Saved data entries
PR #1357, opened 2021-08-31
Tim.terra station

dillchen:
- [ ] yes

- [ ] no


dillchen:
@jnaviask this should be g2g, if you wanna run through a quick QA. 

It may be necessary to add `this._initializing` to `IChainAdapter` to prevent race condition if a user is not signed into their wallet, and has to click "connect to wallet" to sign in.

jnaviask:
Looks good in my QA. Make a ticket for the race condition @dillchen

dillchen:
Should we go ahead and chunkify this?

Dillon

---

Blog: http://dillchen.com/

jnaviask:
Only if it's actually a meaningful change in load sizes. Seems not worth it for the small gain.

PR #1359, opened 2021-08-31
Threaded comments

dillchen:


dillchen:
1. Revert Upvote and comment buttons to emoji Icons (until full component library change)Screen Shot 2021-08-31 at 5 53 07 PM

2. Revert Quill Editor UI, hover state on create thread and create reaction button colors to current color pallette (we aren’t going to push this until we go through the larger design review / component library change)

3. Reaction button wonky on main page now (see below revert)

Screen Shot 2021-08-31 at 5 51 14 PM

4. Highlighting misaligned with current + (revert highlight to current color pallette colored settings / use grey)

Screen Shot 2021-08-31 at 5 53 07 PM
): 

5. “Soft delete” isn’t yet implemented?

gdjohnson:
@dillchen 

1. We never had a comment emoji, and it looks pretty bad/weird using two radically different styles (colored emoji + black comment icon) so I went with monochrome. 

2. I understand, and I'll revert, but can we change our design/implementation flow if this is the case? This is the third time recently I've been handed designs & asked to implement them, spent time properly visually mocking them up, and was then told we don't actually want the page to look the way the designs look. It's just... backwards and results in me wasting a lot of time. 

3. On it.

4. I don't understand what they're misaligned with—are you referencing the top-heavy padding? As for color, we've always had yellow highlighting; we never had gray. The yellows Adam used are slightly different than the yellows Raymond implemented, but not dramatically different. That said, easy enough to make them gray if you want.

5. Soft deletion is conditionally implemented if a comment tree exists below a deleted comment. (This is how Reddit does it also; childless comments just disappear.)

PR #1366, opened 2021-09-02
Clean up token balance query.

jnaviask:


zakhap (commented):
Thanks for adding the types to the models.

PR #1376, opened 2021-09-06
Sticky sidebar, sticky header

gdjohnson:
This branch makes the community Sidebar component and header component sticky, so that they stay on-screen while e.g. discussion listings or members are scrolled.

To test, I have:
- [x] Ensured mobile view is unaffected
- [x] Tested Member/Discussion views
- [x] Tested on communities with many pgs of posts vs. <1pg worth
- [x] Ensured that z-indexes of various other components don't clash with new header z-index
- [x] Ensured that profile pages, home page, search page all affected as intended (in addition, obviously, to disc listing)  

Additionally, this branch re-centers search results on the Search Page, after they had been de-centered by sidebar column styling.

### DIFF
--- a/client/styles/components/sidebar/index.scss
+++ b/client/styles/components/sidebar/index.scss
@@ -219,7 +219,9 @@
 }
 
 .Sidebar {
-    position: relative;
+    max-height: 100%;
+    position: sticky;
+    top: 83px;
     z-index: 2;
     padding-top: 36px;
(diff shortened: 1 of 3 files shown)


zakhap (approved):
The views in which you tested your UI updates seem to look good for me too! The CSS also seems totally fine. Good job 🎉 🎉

Problem to solve
Pull every line that holds the string "client" out of the records.

Response to this task
--- a/client/styles/components/sidebar/index.scss
+++ b/client/styles/components/sidebar/index.scss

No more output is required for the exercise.